Lorsque l'on compare le PIB/hab. entre différents pays, il faut tenir compte des différences de prix qui existent pour les mêmes produits. On élabore alors un PIB en PPA (parité de pouvoir d'achat) fondé sur une parité entre monnaies qui compense la différence en pouvoir d'achat.
Si le prix d'un panier de consommation (par exemple 1 litre de lait et 500 grammes de protéines) en Europe est de 3 euros et le prix du même type de panier aux États-Unis est de 4 dollars, alors le taux de change de l'euro en dollar PPA est de (4/3 soit 1,33). Ce taux est indépendant du taux de change officiel des monnaies.
Les limites du PIB
Le PIB et le PIB/hab. sont les indicateurs de richesse les plus largement utilisés. Ils permettent de comparer les productions économiques entre pays. Cependant, ces indicateurs présentent plusieurs limites : ils excluent les activités non marchandes, ne tiennent pas compte des externalités négatives et ne permettent pas d'évaluer la richesse réelle. Cela a conduit à la création de nouveaux indicateurs comme l'Indice de développement humain (IDH).
Le PIB ne prend pas en compte toute la richesse produite car il exclut ou évalue mal une grande partie des activités économiques (l'économie non marchande, l'économie domestique ou solidaire, l'économie souterraine ou illégale).
Le PIB ne tient pas compte des externalités négatives de certaines productions (épuisement des ressources, diminution ou dégradation de la biodiversité et de l'environnement).
Le PIB/hab. permet d'évaluer la richesse potentielle de la population mais pas la richesse réelle (les richesses produites sont inégalement réparties) ni le niveau de bien-être ou de développement.
Aujourd'hui, dans les pays de l'OCDE (Organisation de coordination et de développement économiques), le PIB est calculé à partir du PIB marchand (le secteur privé) et du PIB non marchand (le secteur public évalué à partir de son coût de production). Il cherche à prendre davantage d'éléments en compte.
Ces différentes limites ont conduit l'ONU (Organisation des Nations unies) et les institutions internationales à élaborer d'autres indicateurs, notamment l'Indice de développement humain (IDH), élaboré par Amartya Sen. L'IDH combine niveau de santé (espérance de vie à la naissance), d'éducation (taux de scolarisation et d'alphabétisation) et niveau de vie (PIB/hab. en PPA).
D'autres indices complémentaires permettent d'améliorer la mesure de la richesse réelle produite comme :
- l'Indicateur de développement humain ajusté aux inégalités (IDHI) ;
- l'Indice de pauvreté humaine (IPH) ;
- l'Indice de bien-être économique (IBEE).

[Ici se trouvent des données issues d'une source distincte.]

PR #333, opened 2019-04-05
Crossterm implementation for Cursive 

TimonPost:
This PR is implementing [crossterm](https://github.com/TimonPost/crossterm) for Cursive. It is still a work in progress and has to be tested more. Down below you will find a list of thing that has to be checked or tested. 

- [X] Keyboard Input Handling
- [X] Coloring 
- [x] Mouse input Handling
    - [X] Linux
    - [x] Windows (seems to not always capture mouse)
- [x] Performance (Windows is a bit laggy sometimes)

La croissance et ses fluctuations
La croissance économique a connu une forte hausse au cours des deux derniers siècles. Elle reste cependant inégale et à court terme elle peut connaître des phases de changement rapide (crises) liées à des chocs d'offre ou de demande. L'écart entre croissance effective et croissance potentielle conduit à mettre en place des politiques pour assurer le plein-emploi et le développement économique.

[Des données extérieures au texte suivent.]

PR #335, opened 2019-04-12
Added crossterm backend.

TimonPost:
This PR is implementing [crossterm](https://github.com/TimonPost/crossterm) for Cursive. It is still a work in progress and has to be tested more. Down below you will find a list of thing that has to be checked or tested. 

- [X] Keyboard Input Handling
- [X] Coloring 
- [x] Mouse input Handling
    - [X] Linux
    - [x] Windows (seems to not always capture mouse)
- [x] Performance (Windows is a bit laggy sometimes)
- [x] Cursor Hiding Windows.

What is [crossterm](https://github.com/TimonPost/crossterm)? 

Crossterm is similar to termion a terminal manipulation library, however, it supports all UNIX systems and Windows systems down to Windows 7.

### DIFF
--- a/Cargo.toml
+++ b/Cargo.toml
@@ -66,6 +66,10 @@ version = "0.4.1"
 optional = true
 version = "1.5.1"
 
+[dependencies.crossterm]
+optional = true
+version = "0.9.2"
+
 [target.'cfg(unix)'.dependencies]
 signal-hook = "0.1.8"
 
@@ -75,11 +79,13 @@ pretty-bytes = "0.2.2"
 
 [features]
 blt-backend = ["bear-lib-terminal"]
-default = ["ncurses-backend"]
+#default = ["ncurses-backend"]
+default = ["crossterm"]
 markdown = ["pulldown-cmark"]
 ncurses-backend = ["ncurses", "maplit", "term_size"]
 pancurses-backend = ["pancurses", "maplit", "term_size"]
 termion-backend = ["termion"]
+crossterm-backend = ["crossterm"]
 unstable_scroll = []
 
 [lib]
--- a/Cargo.toml
+++ b/Cargo.toml
@@ -79,8 +79,7 @@ pretty-bytes = "0.2.2"
 
 [features]
 blt-backend = ["bear-lib-terminal"]
-#default = ["ncurses-backend"]
-default = ["crossterm"]
+default = ["ncurses-backend"]
 markdown = ["pulldown-cmark"]
 ncurses-backend = ["ncurses", "maplit", "term_size"]
 pancurses-backend = ["pancurses", "maplit", "term_size"]
--- a/src/backend/crossterm.rs
+++ b/src/backend/crossterm.rs
@@ -1,0 +1,302 @@
+//! Backend using the pure-rust crossplatform crossterm library.
+//!
+//! Requires the `crossterm-backend` feature.
+
+#![cfg(feature = "crossterm")]
+
+use crate::vec::Vec2;
+use crate::{backend, theme};
+use crossterm::{
+    cursor, input, terminal, AlternateScreen, AsyncReader, Attribute,
+    ClearType, Color, Colored, InputEvent as CInputEvent,
+    KeyEvent as CKeyEvent, MouseButton as CMouseButton,
+    MouseEvent as CMouseEvent, Terminal, TerminalCursor,
+};
+
+use crate::event::{Event, Key, MouseButton, MouseEvent};
+use std::cell::{Cell, RefCell};
+use std::io::{self, Stdout, Write};
+
+/// Backend using crossterm
+pub struct Backend {
+    current_style: Cell<theme::ColorPair>,
+    last_button: Option<MouseButton>,
+    // reader to read user input async.
+    async_reader: AsyncReader,
+    alternate_screen: AlternateScreen,
+    stdout: RefCell<Stdout>,
+    cursor: TerminalCursor,
+    terminal: Terminal,
+}
+
+impl Backend {
+    /// Creates a new crossterm backend.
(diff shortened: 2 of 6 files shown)


Cargo.toml
```diff
@@ -74,11 +79,12 @@ pretty-bytes = "0.2.2"
 
 [features]
 blt-backend = ["bear-lib-terminal"]
-default = ["ncurses-backend"]
+default = ["crossterm"]
```
gyscos: Let's move the default back to `ncurses-backend`.

src/backend/crossterm.rs
```diff
@@ -0,0 +1,298 @@
...
+    // reader to read user input async.
+    async_reader: AsyncReader,
+    alternate_screen: AlternateScreen,
+    stdout: RefCell<Stdout>,
+    cursor: TerminalCursor,
+    terminal: Terminal,
+}
+
+impl Backend {
+    /// Creates a new dummy backend.
```
gyscos: Let's update the doc here

src/backend/crossterm.rs
```diff
@@ -0,0 +1,298 @@
...
+                            MouseEvent::Hold(self.last_button.unwrap());
+                        let position = (x - 1, y - 1).into();
+
+                        return Event::Mouse {
+                            event,
+                            position,
+                            offset: Vec2::zero(),
+                        };
+                    }
+                    _ => Event::Unknown(vec![]),
```
gyscos: We may want to add some debug logs like `log::warn!` when this happens

src/backend/crossterm.rs
```diff
@@ -0,0 +1,298 @@
...
+            }
+            _ => Event::Unknown(vec![]),
+        };
+        Event::Unknown(vec![])
+    }
+}
+
+impl backend::Backend for Backend {
+    fn poll_event(&mut self) -> Option<Event> {
+        if let Some(input_event) = self.async_reader.next() {
```
gyscos: This could be done

```rust
self.async_reader.next().map(|event| self.map_key(event))
```

src/cursive.rs
```diff
@@ -77,6 +77,13 @@ impl<F: FnOnce(&mut Cursive) -> () + Send> CbFunc for F {
     }
 }
 
+#[cfg(feature = "crossterm-backend")]
```
gyscos: You'll have to update all other `impl Default` block to add a `not(feature = "crossterm-backend")` in their `cfg` conditions, otherwise you could get overlapping implementations.

src/backend/crossterm.rs
```diff
@@ -145,22 +145,23 @@ impl Backend {
                             offset: Vec2::zero(),
                         };
                     }
-                    _ => Event::Unknown(vec![]),
+                    _ => {
+                        log::warn!("Unknown mouse button event!");
```
gyscos: Could we even log the event itself? (I think it implements `Debug`?)

src/cursive.rs
```diff
@@ -77,28 +77,38 @@ impl<F: FnOnce(&mut Cursive) -> () + Send> CbFunc for F {
     }
 }
 
-#[cfg(feature = "crossterm-backend")]
+#[cfg(all(
+not(feature = "termion-backend"),
```
gyscos: You don't have to make this one depend on `not(feature = "termion-backend")`. Otherwise, when there is both `crossterm-backend` and `termion-backend`, there will be no `Default` implementation.

In general, the conditions pattern I'm trying to get is this (in pseudo-code):

```
if A {
    Default = A
} else if B {
    Default = B
} else if C {
    Default = C
} else {
    ...
}
```

Only there is no `else` clause for `#cfg` blocks, so we have to unroll it manually, and have:

```
if A {
    Default = A
}

if B and not A:
    Default = B
}

if C and not B and not A {
    Default = C
}

...
```

src/cursive.rs
```diff
@@ -77,28 +77,38 @@ impl<F: FnOnce(&mut Cursive) -> () + Send> CbFunc for F {
...
 impl Default for Cursive {
     fn default() -> Self {
         Self::crossterm().unwrap()
     }
 }
 
-#[cfg(feature = "termion-backend")]
+#[cfg(all(
+not(feature = "crossterm-backend"),
+feature = "termion-backend")
```
gyscos: This might need some `rustfmt` here

src/cursive.rs
hcpl: You can use the [`cfg-if`](https://docs.rs/cfg-if/0.1.7/cfg_if/) crate for that:

```rust
if_cfg! {
    if #[cfg(feature = "crossterm-backend")] {
        // Default = crossterm
    } else if #[cfg(feature = "termion-backend")] {
        // Default = termion
    } else if #[cfg(feature = "pancurses-backend")] {
        // Default = pancurses
    } else if #[cfg(feature = "blt-backend")] {
        // Default = blt
    } else if #[cfg(feature = "ncurses-backend")] {
        // Default = ncurses
    }
}
```

By the way, what should be done in case if no features have been enabled? Cursive itself seems to support that case, since it builds with no default features, but `impl Default for Cursive` is missing in that case.

gyscos: Ah right, we can always defaults to the `DummyBackend` if no other built-in backends are available, though failing to compile is not such a bad option, as it often indicates a mistake somewhere (using the dummy backend through `Cursive::default()` is rarely what the user wants).

gyscos: `cfg-if` looks neat, it's just a shame it breaks `rustfmt` inside the macro block :(

gyscos:
On the latest master I started using `cfg-if` for the `impl Default for Cursive` blocks, I think that's the only conflict that needs fixing.

TimonPost:
Awesome, I think it is ready for the merge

La croissance : un phénomène récent et inégal
Le phénomène de croissance économique forte date du XIXe siècle. Il a connu un pic durant les Trente Glorieuses en Occident. Aujourd'hui, la croissance économique est très inégale dans le monde.
Les travaux d'Angus Maddison ont permis de montrer que la croissance forte (supérieure à 1 ou 2 %) débute réellement avec les deux révolutions industrielles (1820-1870 et 1870-1913) en Europe et aux États-Unis. La croissance atteint alors 1 à 2 % par an puis s'amplifie durant les Trente Glorieuses (1945-1975). Elle atteint alors 4 à 5 % par an dans le monde occidental.
Depuis les années 1970-1980, la croissance économique est très inégale dans le monde, elle a tendance à être faible dans les pays développés (1 à 2 %) et s'est élevée dans les pays émergents (8 % en Chine).
Si les pays émergents connaissent une croissance forte depuis les années 1990, leur PIB/hab. reste très inférieur à ceux des pays développés.
Un phénomène marqué par différentes phases
À court terme, sur quelques décennies, on observe que la croissance économique est irrégulière. Elle peut connaître différentes phases : expansion, ralentissement, dépression et reprise.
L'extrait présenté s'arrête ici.